There’s a distinct musical departure from her last record–the distortion-laden Everybody Works–and there’s more emphasis on clear and crisp guitar. The album’s opener, “If You Want It,” is good evidence. The listener is immediately hit with its punchy bassline, cueing in some tight percussion and Duterte’s sharp lyrics. Her voice leaves an emotional resonance as she sings, “I’ll only come around/With the thought of a new day.” It’s a memorable entrance that sets the stage for implicit, yet hard-hitting lyricism and instrumentalism that fills in the gaps.

“Superbike,” the album’s first single, is a cheery segue that’s reminiscent of Lush and airy ‘90s shoegaze. Duterte’s vocals stand out in the first half, singing of a relationship turned rotten (“Said you wanted something else/Something new for show and tell). She cuts herself short as we’re led into the second half, a powerful guitar solo that says everything she needed to say. Her bitterness hits a high in “Peace Out,” a bold reclamation of power that escalates into a powerful plea, singing “Won’t you try/Won’t you try to forgive?” It’s an album standout, and one of its many emotional peaks.

By the middle of the album, it's clear that each track is just as momentous as the last.

Duterte scales back down with “Devotion,” “Nighttime Drive,” and “Tenderness,” the record’s most cohesive string of songs. She reaches something akin to metamorphosis as she repeatedly sings of change and her coming “back down to Earth.”

In “Nighttime Drive” and “Tenderness,” the album’s last two singles, she loses herself in the serenity of the world and a budding love full of warmth. Relaxed guitar and a violin solo in "Nighttime Drive" precedes the groovy and catchy hook of "Tenderness," making for two very memorable moments.

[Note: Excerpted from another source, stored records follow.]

PR #13921, opened 2023-11-16
Fix: Fixed potential COMException when setting the wallpaper

yaira2:
**Resolved / Related Issues**
- Fixed com exception when setting wallpaper

`System.Runtime.InteropServices.COMException: Retrieving the COM class factory for component with CLSID {C2CF3110-460E-4FC1-B9D0-8A1C0C9CC4BD} failed`

### DIFF
--- a/src/Files.App/Strings/en-US/Resources.resw
+++ b/src/Files.App/Strings/en-US/Resources.resw
@@ -3608,4 +3608,7 @@
   <data name="FailedToRestore" xml:space="preserve">
     <value>Failed to restore items from Recycle Bin</value>
   </data>
+  <data name="FailedToSetBackground" xml:space="preserve">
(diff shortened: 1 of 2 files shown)


hishitetsu (commented):
Wouldn't it be better to modify `SetSlideshow` in the same way?

hishitetsu (commented):
You might want to make the same correction to `LockScreen.SetImageFileAsync` just to be safe.

yaira2:
> You might want to make the same correction to `LockScreen.SetImageFileAsync` just to be safe.

I thought about it, but it's a different API. It might be worth leaving this alone in case there is an issue that needs to be handled differently.

hishitetsu (approved):
LGTM

PR #13959, opened 2023-11-19
Code Quality: Introduced PathBreadcrumbViewModel

0x5bfa:
## Summary

I could not find the reason why PathBreadcrumb had never exist and I found it'd better add it. However, looking into the way of referencing to AddressToolbarViewModel and PathBreadcrumbView is too far from MVVM concept. I think we need to change it in the future.

## Task Checklist

- [x] Introduced PathBreadcrumbViewModel
- [x] De-clutter AddressToolbarViewModel

## Steps To Validate Changes

1. Launch the app
2. Go to Desktop
3. See the path breadcrumb items are changed accordingly and proeprly
4. Add a new tab
5. Change tabs
6. See the path breadcrumb items are changed accordingly and properly

## Known Issues

_N/A_

## PR Checklist

- [ ] **Development**: _N/A_
- [ ] **Co-authors**: _N/A_

## Screenshots

_N/A_


0x5bfa:
> The path items won't be updated after tab item is changed

@hishitetsu Do you have any idea why? I think I cutted a certain trigger.

hishitetsu:
> @hishitetsu Do you have any idea why? I think I cut a certain trigger.

Shouldn't PathBreadcrumbViewModel be ObservableObject?

0x5bfa:
OMG

PR #13961, opened 2023-11-19
Fix: Fixed null reference warnings in navigation helpers

yaira2:
**Resolved / Related Issues**
- Fixed null reference warnings in navigation helpers

### DIFF
--- a/src/Files.App/Helpers/Navigation/NavigationHelpers.cs
+++ b/src/Files.App/Helpers/Navigation/NavigationHelpers.cs
@@ -293,7 +293,7 @@ namespace Files.App.Helpers
 
 			if (isShortcut)
 			{
-				if (string.IsNullOrEmpty(shortcutInfo.TargetPath))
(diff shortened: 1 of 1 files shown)


src/Files.App/Helpers/Navigation/NavigationHelpers.cs
```diff
@@ -293,7 +293,7 @@ private static async Task<FilesystemResult> OpenFile(string path, IShellPage ass
 
 			if (isShortcut)
 			{
-				if (string.IsNullOrEmpty(shortcutInfo.TargetPath))
+				if (string.IsNullOrEmpty(shortcutInfo.TargetPath) && args is not null)
 				{
 					await Win32Helpers.InvokeWin32ComponentAsync(path, associatedInstance, args);
```
hishitetsu, line 298: `InvokeWin32ComponentAsync` actually accepts null, so if you want to get rid of the warning, you should make the args of `InvokeWin32ComponentAsync` null acceptable.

The titular "Anak Ko" is a moody and mysterious track with indirect yet palpable lyricism, and even a vocoder. "Crown" is a story of its own, detailing the effects of complacency and climbing "the ropes to second best."

The album's closer, "Get Well," seems to "come around" just as Duterte sings in the opener, "If You Want It." Any kind of resent is absent here; all she has in love and forgiveness in her heart, poured out over the course of the track. It's not until this final track that it becomes clear that Duterte has been singing of dependence this whole time, whether it's alcoholism or reliance on the comfort and familiarity of others. She's looking for catharsis. It's a deeply powerful exit.

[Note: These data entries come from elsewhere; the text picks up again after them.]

PR #13963, opened 2023-11-19
Fix: Fixed null warnings in the details layout

yaira2:
**Resolved / Related Issues**
- Fixed null warnings in the details layout

### DIFF
--- a/src/Files.App/Views/LayoutModes/DetailsLayoutBrowser.xaml.cs
+++ b/src/Files.App/Views/LayoutModes/DetailsLayoutBrowser.xaml.cs
@@ -2,7 +2,6 @@
 // Licensed under the MIT License. See the LICENSE.
 
 using CommunityToolkit.WinUI.UI;
-using Files.App.Actions;
 using Files.App.UserControls.Selection;
 using Microsoft.UI.Input;
 using Microsoft.UI.Xaml;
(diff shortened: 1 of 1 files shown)


src/Files.App/Views/LayoutModes/DetailsLayoutBrowser.xaml.cs
```diff
@@ -136,7 +135,7 @@ protected override void OnNavigatedTo(NavigationEventArgs eventArgs)
 
 			var parameters = (NavigationArguments)eventArgs.Parameter;
 			if (parameters.IsLayoutSwitch)
-				ReloadItemIconsAsync();
+				await ReloadItemIconsAsync();
```
hishitetsu, line 138: Shouldn't we leave it as fire and forget?

yaira2: Is there any downside to using `await`? If we remove it, should we suppress the warning and add a comment?

hishitetsu: Await will cause the process to pause there, and no further processing will take place until icons are reloaded. If it is working fine now, this modification may lead to performance degradation.
If you just want to get rid of the warning, you can write the following:
```csharp
_ = ReloadItemIconsAsync();
```

yaira2: 👍

hishitetsu (approved):
LGTM

PR #13964, opened 2023-11-19
Fix: Fixed null ref in sidebar pinned model

yaira2:
**Resolved / Related Issues**
- Fixed null ref in sidebar pinned model


src/Files.App/Data/Models/SidebarPinnedModel.cs
```diff
@@ -100,7 +100,7 @@ public async Task<LocationItem> CreateLocationItemFromPathAsync(string path)
 			if (res || (FilesystemResult)FolderHelpers.CheckFolderAccessWithWin32(path))
 			{
 				locationItem.IsInvalid = false;
-				if (res)
+				if (res.Result is not null)
```
hishitetsu, line 103:
```suggestion
				if (res && res.Result is not null)
```

yaira2: It doesn't hurt to have the check but according to VS `res` isn't null here.

PR #13967, opened 2023-11-19
Fix: Fixed crash when calculating window bounds

yaira2:
**Resolved / Related Issues**
- Fixes `System.Runtime.InteropServices.COMException: The operation identifier is not valid. The WinUI Desktop Window object has already been closed`

### DIFF
--- a/src/Files.App/Views/PaneHolderPage.xaml.cs
+++ b/src/Files.App/Views/PaneHolderPage.xaml.cs
@@ -1,7 +1,6 @@
 // Copyright (c) 2023 Files Community
 // Licensed under the MIT License. See the LICENSE.
 
-using Files.App.UserControls.TabBar;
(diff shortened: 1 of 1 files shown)


src/Files.App/Views/PaneHolderPage.xaml.cs
```diff
@@ -80,7 +79,15 @@ public bool IsMultiPaneActive
 			=> IsRightPaneVisible;
 
 		public bool IsMultiPaneEnabled
-			=> MainWindow.Instance.Bounds.Width > DualPaneWidthThreshold;
+		{
+			get
+			{
+				if (App.AppModel.IsMainWindowClosed == true)
```
hishitetsu, line 85:
```suggestion
				if (App.AppModel.IsMainWindowClosed)
```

Anak Ko is on par with Everybody Works, two albums with powerful themes yet slightly different execution. Jay Som is definitely on track to creating something in the future that moves past her familiar realm of work and delves into something greater than before.

As the album comes to a close, we're left to find that same peace of mind.

Anak Ko was released three days before I left for college. It's been a bit of a safety blanket for me. It's become my background music when walking around campus or just sitting in my room. Even before, Jay Som has been a reliable source of comfort for me; I've listened to "The Bus Song" on the bus quite a few times.

Just like in "Nighttime Drive," Anak Ko is a car with no glass. It's unpredictable and exciting, yet safe and comfortable. There is no stable window to lean your head against as the world whizzes past. Duterte drops you right in the moment, while the past and future linger nearby.

I'm always listening intently to what Jay Som has to say, and thankfully, she says a lot.